The other reason why horror films are suffering is the PG-13 rating. This ties into the commercialization of horror projects as a whole. Part of the reason we have seen an influx in the creation of horror films, and part of the reason why these horror films are suffering critically, can be attributed to the PG-13 rating, in my opinion.

When a film is rated PG-13, it allows said film to be shown to a wider demographic of viewers. People under 17 don't need an adult with them to let them into a film. The only thing people a PG-13 film restricts are young children. This allows producers to make more money, and get more people into the theater.

The following horror films, or film franchises, have a PG-13 rating, and have been released since 2005:

  • Insidious (2010)
  • When a Stranger Calls (2006)
  • The Last Exorcism (2010)
  • White Noise (2005)
  • The Woman In Black (2012)
  • The Skeleton Key (2005)
  • House at the End of the Street (2012)
  • The Haunting In Connecticut (2009)
  • The Possession (2012)
  • Prom Night (2008)
  • The Messengers (2007)
  • One Missed Call (2008)
  • The Uninvited (2009)
  • The Eye (2008)
  • Boogeyman (2005)
  • Devil (2005)
  • Poltergeist (2015)
  • The Lazarus Effect (2015)
  • Shutter (2008)
  • Mama (2013)
  • Ouija (2014)
  • Dark Skies (2013)
  • The Rite (2011)

This is just a very small sampling of examples. What else do all of these films have in common, though? 

  1. They all rely on jump-scares to sell their horror.
  2. They all have either poor, or mixed, reviews from audiences and critics.
  3. They all have made millions at the box office.

So, essentially, these kinds of commercialized, watered down, toothless films make tons of money at the box office, yet are often despised, or disliked by critics? They aren't even regarded as fun, or enjoyable? So what happened to horror films? Why have we seen a huge increase in their production, and a huge decrease in their quality?

To be clear, there are exceptions to the rule, as there always are. But, in general, we can hone in on three specific reasons as to why horror films are, generally, poorer in terms of quality, and less fun, than they used to be.
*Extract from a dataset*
PR #4223, opened 2023-02-04
Apply the Tendermint security patch

ValarDragon:

Tendermint applied a security patch as a patch release. The problem could notably increase a peers CPU usage.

  1. A huge increase in the amount of horror films being produced -- two times what it was pre-2005.
  2. Directors have seen their control over a project diminish, and they have been scrubbed from promotional material.
  3. A huge increase in PG-13 horror films, which often see low critical and social response, but make millions at the box office.

So what's the solution?

Honestly, until these films begin to do poorly at the box office, there is no solution. Production companies are the arbiters of what makes it to the silver screen. On the rare off-chance that an independent, low-budget effort -- where a director has complete creative control (like the first Paranormal Activity film) -- makes it big at the box office, production companies quickly franchise it, fast-track sequels, and ruin what made the original film great in the first place while searching to capitalize on its success.

This is also not just something that is strictly a horror movie issue. The YouTuber Nerdwriter, whose videos often have a great level of educational insight into filmmaking, and films in general, made a video about this epidemic of 'passable' films, which have risen in recent years.

His point, and my ultimate point, is that we need a surge of originality in Hollywood. We need more films like It Follows, The Babadook, and The Witch, which have used the independent platform as a place to explore new ideas, new techniques, and subversions of the genre to varying degrees of success. We need more distribution companies like A24, who are willing to take chances on original, and interesting, films.

I see this going one of two ways: either horror cinema crashes and burns from too much commercialization, and too much "safe filmmaking" so to speak, or the independent scene resurges with new, interesting, original horror films that become the norm.

I hope the latter is what happens, though, for right now, I fear we are rapidly pursuing the former.